Option C is incorrect - EVEN DISTRIBUTION evenly distributes the rows across the slices in a round-robin fashion, regardless of the values in any particular column.

EVEN distribution is appropriate when a table does not participate in joins.

Definitely not a right approach.

https://docs.aws.amazon.com/redshift/latest/dg/tutorial-tuning-tables-distribution.html

Option D is correct - KEY DISTRIBUTION distributes the rows are according to the values in one column.

With distribution of data on same key in both the tables, there is no change of redistribution.

This is the best approach to design.

https://docs.aws.amazon.com/redshift/latest/dg/tutorial-tuning-tables-distribution.html

Option E is incorrect - EVEN DISTRIBUTION evenly distributes the rows across the slices in a round-robin fashion, regardless of the values in any.

particular column.

EVEN distribution is appropriate when a table does not participate in joins.

Definitely not a right approach.

https://docs.aws.amazon.com/redshift/latest/dg/tutorial-tuning-tables-distribution.html

The design of distribution in Amazon Redshift plays a crucial role in determining the performance and scalability of the system. The distribution key defines how data is distributed across the nodes in the Redshift cluster, which impacts how data is accessed and joined. Therefore, it is important to carefully select the distribution style for each table based on the usage patterns and query requirements.

In this scenario, the ORDER_FCT and PART_DIM tables are being used in most of the order related queries, so they need to be distributed on the same key.

Option A is incorrect because it suggests distributing ORDER_FCT and PART_DIM with KEY distribution on their respective primary keys.

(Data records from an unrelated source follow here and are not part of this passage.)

PR #1495, opened 2020-03-02
Run bigquery queries in cleanup only for project's platforms.

inferno-chromium:


inferno-chromium:
Causing 3x more queries for google instance [3 platforms] for every project. Should shorten cron.

src/appengine/handlers/cron/cleanup.py
```diff
@@ -178,12 +181,11 @@ def cleanup_unused_fuzz_targets_and_jobs():
   ndb_utils.delete_multi(to_delete)
 
 
-def get_jobs_and_platforms_for_top_crashes():
-  """Return list of jobs and platforms to use for picking top crashes."""
-  jobs = set()
-  platforms = set()
-
+def get_projects_to_jobs_and_platforms_map_for_top_crashes():
```
oliverchang: nit: this is a little long and difficult to comprehend.

Maybe rename to `get_jobs_and_platforms_for_project`. The "top_crashes" part isn't really necessary context that needs to be included here in the name.

src/appengine/handlers/cron/cleanup.py
```diff
@@ -178,12 +181,11 @@ def cleanup_unused_fuzz_targets_and_jobs():
...
+  """Return a map of projects to jobs and platforms map to use for picking top
+  crashes."""
   all_jobs = ndb_utils.get_all_from_model(data_types.Job)
+  projects_to_jobs_and_platforms_map = {}
```
oliverchang: nit: omit '_map' for brevity?

src/appengine/handlers/cron/cleanup.py
inferno-chromium: Done!

src/appengine/handlers/cron/cleanup.py
inferno-chromium: Done!

PR #1496, opened 2020-03-02
Fix encoding issues with utils.search_bytes_in_file.

oliverchang:
Renamed from search_string_in_file.

### DIFF
--- a/src/python/base/utils.py
+++ b/src/python/base/utils.py
@@ -626,15 +626,21 @@ def restart_machine():
     os.system('sudo shutdown -r now')
 
 
-def search_string_in_file(search_string, file_handle):
-  """Helper to search for a string in a large binary file without memory
+def search_bytes_in_file(search_bytes, file_handle):
+  """Helper to search for bytes in a large binary file without memory
   issues.
   """
-  # TODO(aarya): This is too brittle and will fail if we have a very large line.
-  search_string = search_string.encode('utf-8')
-  for line in file_handle:
-    if search_string in line:
-      return True
+  old_pos = file_handle.tell()
+  file_handle.seek(0, os.SEEK_SET)
+
+  try:
+    # TODO(aarya): This is too brittle and will fail if we have a very large
+    # line.
+    for line in file_handle:
+      if search_bytes in line:
+        return True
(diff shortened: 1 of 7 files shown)


src/python/base/utils.py
```diff
@@ -626,15 +626,21 @@ def restart_machine():
...
+  old_pos = file_handle.tell()
+  file_handle.seek(0, os.SEEK_SET)
+
+  try:
+    # TODO(aarya): This is too brittle and will fail if we have a very large
+    # line.
+    for line in file_handle:
+      if search_bytes in line:
+        return True
+  finally:
```
inferno-chromium: do we need to log_error or log_warn on failures ?

src/python/base/utils.py
```diff
@@ -626,15 +626,21 @@ def restart_machine():
...
+def search_bytes_in_file(search_bytes, file_handle):
+  """Helper to search for bytes in a large binary file without memory
   issues.
   """
-  # TODO(aarya): This is too brittle and will fail if we have a very large line.
-  search_string = search_string.encode('utf-8')
-  for line in file_handle:
-    if search_string in line:
-      return True
+  old_pos = file_handle.tell()
```
inferno-chromium: Do we have usecase where file_handle position is not zero. anyway good to do this.

src/python/base/utils.py
oliverchang: The finally isn't for exception handling. It's just to make sure we reset the location.

src/python/base/utils.py
oliverchang: Not that I know of. I'll leave this here just in case.

inferno-chromium:
I think this is causing

```
UnsupportedOperation: seek
at search_bytes_in_file (/mnt/scratch0/clusterfuzz/src/python/base/utils.py:633)
at is_fuzz_target_local (/mnt/scratch0/clusterfuzz/src/python/bot/fuzzers/utils.py:69)
at _get_fuzz_targets_from_archive (/mnt/scratch0/clusterfuzz/src/python/build_management/build_manager.py:577)
```
on chromium instance.

PR #1497, opened 2020-03-03
More untrusted runner fixes.

oliverchang:
Also make all fuzz task tests pass while we're here.


oliverchang:
TBR for trivial fixes.

inferno-chromium:
LGTM

PR #1500, opened 2020-03-04
Fix honggfuzz for Python 3.

oliverchang:
- Introduce UnicodeProcessRunner, which always returns unicode decoded
  output.

### DIFF
--- a/src/python/system/new_process.py
+++ b/src/python/system/new_process.py
@@ -359,3 +359,15 @@ class ProcessRunner(object):
     result.command = process.command
 
     return result
+
+
+class UnicodeProcessRunner(ProcessRunner):
+  """ProcessRunner which always returns unicode output."""
+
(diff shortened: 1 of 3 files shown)


src/python/system/new_process.py
```diff
@@ -359,3 +359,15 @@ def run_and_wait(self,
     result.command = process.command
 
     return result
+
+
+class UnicodeProcessRunner(ProcessRunner):
```
oliverchang: Will migrate libFuzzer in another PR, as that change is a bit scarier.

oliverchang:
> So, we cannot return unicode in all cases in ProcessRunner for output ? Too scary ?

I don't think that's the best interface for a generic ProcessRunner, as we shouldn't assume that all processes return text/utf-8 output.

This would result in data being distributed across the cluster based on the primary keys of each table, making it difficult to join the tables efficiently.

Option B is incorrect because it suggests distributing ORDER_FCT and PART_DIM with ALL distribution on their respective primary keys. This would result in copying the entire contents of both tables to all nodes in the cluster, which can lead to excessive network traffic and memory usage.

Option C is incorrect because it suggests distributing ORDER_FCT and PART_DIM with EVEN distribution on their respective primary keys. This would result in evenly distributing the data across all nodes in the cluster, which can lead to performance issues when joining tables with billions of rows.

Option D is incorrect because it suggests distributing ORDER_FCT and PART_DIM on the same key with KEY distribution. While distributing both tables on the same key can help with query performance, KEY distribution on a single column is not an efficient way to distribute billions of rows of data.

Option E is also incorrect because it suggests distributing ORDER_FCT and PART_DIM on the same key with EVEN distribution. As previously mentioned, distributing both tables with EVEN distribution can lead to performance issues due to uneven distribution of data.

Therefore, the correct answer is to distribute ORDER_FCT and PART_DIM on the same key with a distribution style that is optimized for joining and querying large tables, such as KEY distribution on a common join key. This will ensure that the data is distributed in a way that maximizes query performance and minimizes network traffic.